# Records provided

PR #8059, opened 2023-04-17
Orca: fix type checking

hamham223:
### 1. Why the change?

ignore those strict type checking...

### 2. How to test?
- [x] Python-Style-Check
- [x] Orca-Pytest-Py37-AutoML


leonardozcm (approved):

python/orca/src/bigdl/orca/automl/auto_estimator.py
```diff
@@ -138,7 +138,7 @@ def fit(self,
                 Union[Callable, Tuple["ndarray", "ndarray"], "DataFrame"]]=None,
             metric: Optional[Union[Callable, str]]=None,
             metric_mode: Optional[str]=None,
-            metric_threshold: Optional[Union["Function", "Float", "Integer"]]=None,
+            metric_threshold: Optional[Union["Function", "float", "int"]]=None,
```
hamham223, line 141: Is this change ok? Need to use `Callable`?

PR #9226, opened 2023-10-19
LLM: add Mistral support for Portable-Zip

JinBridger:
## Description

Add support for Mistral on Portable-Zip. 

- However, Mistral needs `transformers==4.34.0`, so we need to upgrade `transformers` to 4.34.0 before we run mistral.
- Also, most of our model run on `transformers==4.31.0`, so we need to downgrade `transformers` to 4.31.0 after we run mistral.

I wrote a powershell script `chat.ps1` to read `config.json` to check if the model is mistral. Most of the logic is moved into the `chat.ps1` and what `chat.bat` does is to simply run `chat.ps1`.

The usage still remains the same, which is double-click the `chat.bat`.

## Screenshot

anime

### DIFF
--- a/python/llm/portable-zip/README.md
+++ b/python/llm/portable-zip/README.md
@@ -17,6 +17,7 @@ This portable zip includes everything you need to run an LLM with BigDL-LLM opti
 - Baichuan2-7B-Chat
 - internlm-chat-7b-8k
 - Llama-2-7b-chat-hf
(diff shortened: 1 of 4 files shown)


jason-dai:
I think we should upgrade transformer to 4.34 version for bigdl-llm instead

shane-huang:
pending until we verified transformers 4.34.1

PR #9229, opened 2023-10-19
support transformers 4.34+ for llama

yangw1234:
## Description

support transformers 4.34+ for llama


rnwang04 (approved):
LGTM

rnwang04:
Maybe we should try upgrade transformers to 4.34.0 in llm's `setup.py` ? @jason-dai

jason-dai:
> Maybe we should try to upgrade transformers to 4.34.0 in llm's `setup.py` ? @jason-dai At least now Mistral and qlora training both needs `transformers>=4.34.0`.

Let's do that after the release

PR #9239, opened 2023-10-23
Add load low-bit in model-serving for reduce EPC

hzjane:
### 1. Why the change?
Add load low-bit in model-serving to reduce max EPC.


gc-fu (approved):
LGTM

PR #9242, opened 2023-10-23
add position_ids and fuse embedding for falcon

qiuxin2012:
## Description

add position_ids and fuse embedding for falcon
Fixed https://github.com/analytics-zoo/nano/issues/637

### 1. Why the change?

add position_ids for falcon, like https://github.com/huggingface/transformers/blob/v4.34.1/src/transformers/models/falcon/modeling_falcon.py
and fuse rotary embedding on xpu 

### 2. User API changes

A new falcon modelling file.


yangw1234 (approved):
LGTM

PR #9245, opened 2023-10-23
[CICD] add manually testing item for bigdl-llm-cpu-serving

gc-fu:
## Description

add manually testing item for bigdl-llm-cpu-serving


liu-shaojun (approved):
LGTM

PR #9247, opened 2023-10-23
Fix bigdl-llm-serving-cpu Dockerfile

gc-fu:
## Description

Fix bigdl-llm-serving-cpu Dockerfile by replacing `COPY` with `ADD`


liu-shaojun (approved):
LGTM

# About this task
Write out only those lines that fall between the one containing "PR #9247, opened 2023-10-23" and the end of the entries, the first and last included, exactly as they read.

# Solution for this task
PR #9247, opened 2023-10-23
Fix bigdl-llm-serving-cpu Dockerfile

gc-fu:
## Description

Fix bigdl-llm-serving-cpu Dockerfile by replacing `COPY` with `ADD`


liu-shaojun (approved):
LGTM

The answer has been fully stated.